Laurent Rigaux - Initiative de journalisme local - APF – Atlantique

Suivez la progression de la pandémie à l’Île-du-Prince-Édouard. Les données sont mises à jour quotidiennement.

 

La pandémie de COVID-19 s’est étendue comme une traînée de poudre à travers le monde. À l’Île-du-Prince-Édouard (Î.-P.É.), les cas confirmés jusqu’à présent ne sont que des cas importés d’autres pays. Les personnes malades sont toutes revenues de voyages à l’étranger. Il n’y a pas encore de transmission communautaire.

 

 

 

 

 

Depuis l’apparition du premier cas, Heather Morrison, la médecin-hygiéniste en chef de la province, a annoncé des mesures toujours plus draconiennes, pour limiter les interactions sociales et endiguer l’épidémie. L’éloignement social est devenu une nouvelle norme à l’Île.

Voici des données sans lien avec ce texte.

PR #1000, opened 2024-09-12
AoU underlay config updates for PFHH survey

dolbeew:
Update SQL for PFHH entity and entity group to use `prep_pfhh_observation` table instead of `observation`


freemabd (approved):
Thanks!

PR #1001, opened 2024-09-12
Refactor dao classes to extract param build, row insert

dexamundsen:
- Will help reuse them in clone cohort
- also contains changes from PR comments : https://github.com/DataBiosphere/tanagra/pull/999


service/src/main/java/bio/terra/tanagra/db/AnnotationDao.java
```diff
@@ -298,4 +277,79 @@ public List<AnnotationValue.Builder> getAllAnnotationValues(String cohortId) {
...
+  }
+
+  MapSqlParameterSource buildEnumValueParam(String cohortId, String keyId, String enumValue) {
+    return new MapSqlParameterSource()
+        .addValue("cohort_id", cohortId)
+        .addValue("annotation_key_id", keyId)
+        .addValue("enum", enumValue);
+  }
+
+  MapSqlParameterSource buildValueParam(
```
dexamundsen, line 336: made them package private to be callable from other dao classes

service/src/main/java/bio/terra/tanagra/db/AnnotationDao.java
```diff
@@ -78,37 +79,21 @@ public AnnotationDao(NamedParameterJdbcTemplate jdbcTemplate) {
...
-    MapSqlParameterSource params =
-        new MapSqlParameterSource()
-            .addValue("cohort_id", cohortId)
-            .addValue("id", annotationKey.getId())
-            .addValue("display_name", annotationKey.getDisplayName())
-            .addValue("description", annotationKey.getDescription())
-            .addValue("data_type", annotationKey.getDataType().name());
-    int rowsAffected = jdbcTemplate.update(sql, params);
-    LOGGER.debug("CREATE annotation key rowsAffected = {}", rowsAffected);
+    MapSqlParameterSource keyParamSets =
```
dexamundsen, line 82: general patter: build param, then insert rows

.github/workflows/regression-test.yaml
```diff
@@ -64,7 +64,7 @@ jobs:
       env:
         TEST_PROJECT_SA_KEY: ${{ secrets.TEST_PROJECT_SA_KEY }}
     - name: Gradle Run Regression Tests Only
-      run: ./gradlew service:regressionTests -PregressionTestUnderlays=cmssynpuf,aouSR2019q4r4 --scan
+      run: ./gradlew service:regressionTests -PregressionTestUnderlays=cmssynpuf,aouSR2019q4r4 --info --scan
```
dexamundsen, line 67: A comparison of without - https://github.com/DataBiosphere/tanagra/actions/runs/10859538266/job/30139008330#step:8:1

and with - 
https://github.com/DataBiosphere/tanagra/actions/runs/10857889854/job/30135081427#step:8:1

For now keeping it out since all of the extra logs are less about the application tests etc and more about the gradle build process, which is not needed regularly. 
keeping logs concide really helps with debugging

tjennison-work (approved):

PR #1010, opened 2024-09-18
Remove duplicate display fields for AoU source queries

dolbeew:
Remove `displayFieldName` attributes where the field is the same as `name`. Was causing an 'Unrecognized name' error in cohort review.


freemabd (approved):
Thanks.

PR #1011, opened 2024-09-18
DT-888 adding config fix for entities that do not have a primary key in the source table.

freemabd:
Adding config fix for entities that do not have a primary key in the source table. This change removes the outer source where clause and replaces it with the index where clause. 

Example:
Original SQL - expects the source table to have a primary key which doesn't exist in this case. This was making it impossible to config source queries in this case.
```
SELECT
  attributes...
FROM
  ${dataset}.activity_summary AS st
WHERE
  st.row_id IN (
  SELECT
    id
  FROM
    ${dataset}.T_ENT_activitySummary
  WHERE
    person_id IN (.... data feature sql....)
)
``` 

Revised SQL - using the where clause from index sql which makes the cleaner and it's not dependent on primary keys
```
SELECT
  attributes...
FROM
  ${dataset}.activity_summary AS st
WHERE
  person_id IN (.... data feature sql....)
```

### DIFF
--- a/underlay/src/main/java/bio/terra/tanagra/query/bigquery/BQQueryRunner.java
+++ b/underlay/src/main/java/bio/terra/tanagra/query/bigquery/BQQueryRunner.java
@@ -616,7 +616,7 @@ public class BQQueryRunner implements QueryRunner {
 
     // SELECT [select fields] FROM [source table]
     // JOIN [display table] ON [display join field]
-    // WHERE [source id field] IN [inner query against index data]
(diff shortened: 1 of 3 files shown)


freemabd:
@dexamundsen @tjennison-work I'm digging a little deeper and I don't think this change will work. When building a more complex cohort that includes attributes that exist in the index but don't exist in source it breaks. At this point I'm not sure how to get source queries configured for tables that don't have primary keys. Any ideas?

freemabd:
Closing PR since it's doesn't solve the problem correctly.

PR #1020, opened 2024-09-30
Add option to get all studies

dolbeew:
Not sure this is the best way to handle this but we need a way to get the list of studies for all users for the SD/eMERGE admin pages. I've added an optional flag to the `listStudies` endpoint here but could also just do a separate endpoint.

### DIFF
--- a/service/src/main/java/bio/terra/tanagra/app/controller/StudiesApiController.java
+++ b/service/src/main/java/bio/terra/tanagra/app/controller/StudiesApiController.java
@@ -88,8 +88,9 @@ public class StudiesApiController implements StudiesApi {
       Integer offset,
       Integer limit) {
     ResourceCollection authorizedStudyIds =
-        allStudies ? ResourceCollection.allResourcesAllPermissions(STUDY, null) :
-            accessControlService.listAuthorizedResources(
+        allStudies
+            ? ResourceCollection.allResourcesAllPermissions(STUDY, null)
+            : accessControlService.listAuthorizedResources(
                 SpringAuthentication.getCurrentUser(),
                 Permissions.forActions(STUDY, READ),
                 offset,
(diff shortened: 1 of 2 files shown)


service/src/main/java/bio/terra/tanagra/app/controller/StudiesApiController.java
```diff
@@ -84,14 +84,17 @@ public ResponseEntity<ApiStudyList> listStudies(
...
       Integer offset,
       Integer limit) {
     ResourceCollection authorizedStudyIds =
-        accessControlService.listAuthorizedResources(
-            SpringAuthentication.getCurrentUser(),
-            Permissions.forActions(STUDY, READ),
-            offset,
-            limit);
+        allStudies
+            ? ResourceCollection.allResourcesAllPermissions(STUDY, null)
```
dexamundsen, line 92: A bit concerned bypassing the access control altogether - an unauthorized caller can get studies they should not have access to by passing this flag. This would affect all access control models in all deployments. 

- is there a particular admin user that would call this api to get all studies? 
- how about a new function in accessControlService.listAllResources(adminUser, permissions, offset, limit). This could check that the user requesting the list is an admin user and would return ALL resources or all users (subject to offset / limit)? The default behavior in the interface could be return none, and access control model impl can override it.

dexamundsen: Another very minor issue is that we also ignore the offset / limit. can the caller handler the large response of all studies, assuming that backend service will not have issues with this large data? verily unlikely that we run out of memory for this API, but putting it out there.

Also, could there be a case where the sd/emerge admin caller wants the response paginated? 
instead, is it feasible to send a large limit (int max) in the API request? Another alternate is to set limit=int.Max if it is not set in the request, and its is an admin caller (see comment on access control for admin caller)

This way we retain the support for offset / limit.

dexamundsen (commented):
agree, a separate API is not needed. 
also, any applicable tests could be added

service/src/main/java/bio/terra/tanagra/app/controller/StudiesApiController.java
dolbeew: After discussing with @chenchals, we agree that handling this in the admin api is the better option. Will either modify `listAuthorizedResources` to check if user is admin or add new endpoint for that check. Leaving this pr open for now in case core Tanagra changes will be needed .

Celles et ceux qui reviennent de l’étranger ou d’autres provinces doivent aussi s’auto-isoler pendant 14 jours.

 

Le graphique suivant montre le nombre de nouveaux cas détectés chaque jour à l’Î.-P.-É. Les prochaines semaines montreront si les mesures prises au tout début de la pandémie ont été efficaces pour limiter la propagation communautaire.

 

 

 

S’il n’y a pas encore de transmission communautaire à l’Î.-P.-É., cela ne signifie pas que la pandémie n’est pas enclenchée. Elle suit la même progression que celle de l’Ontario, avec quelques jours de décalage.

 

 

 

Le point sur la maladie au Canada

 

La COVID-19 a atteint le Canada le 31 janvier avec les premiers cas confirmés en Ontario et en Colombie-Britannique. Le Québec, l’Alberta, le Manitoba et la Saskatchwan ont suivi rapidement. Le Nouveau-Brunswick, lui, est touché officiellement deux semaines plus tard, le 13 mars, en même temps que le Manitoba. L’Î.-P.-É. vient ensuite, avec le premier cas confirmé le 15. Suivent la Saskatchewan, la Nouvelle-Écosse, puis Terre-Neuve-et-Labrador, les Territoires-du-Nord-Ouest et le Yukon. Seul le Nunavut est aujourd’hui épargné par la maladie.

 

 

 

 

 

Bien que les cas et les décès soient encore faibles, comparativement à la population, ce qui se passe ailleurs dans le monde doit inciter à la prudence. Depuis fin février, les nouveaux cas détectés dans le monde sont, chaque jour, plus nombreux à ceux enregistrés en Chine, signe que la pandémie est mondiale. Plus de 170 pays sont touchés.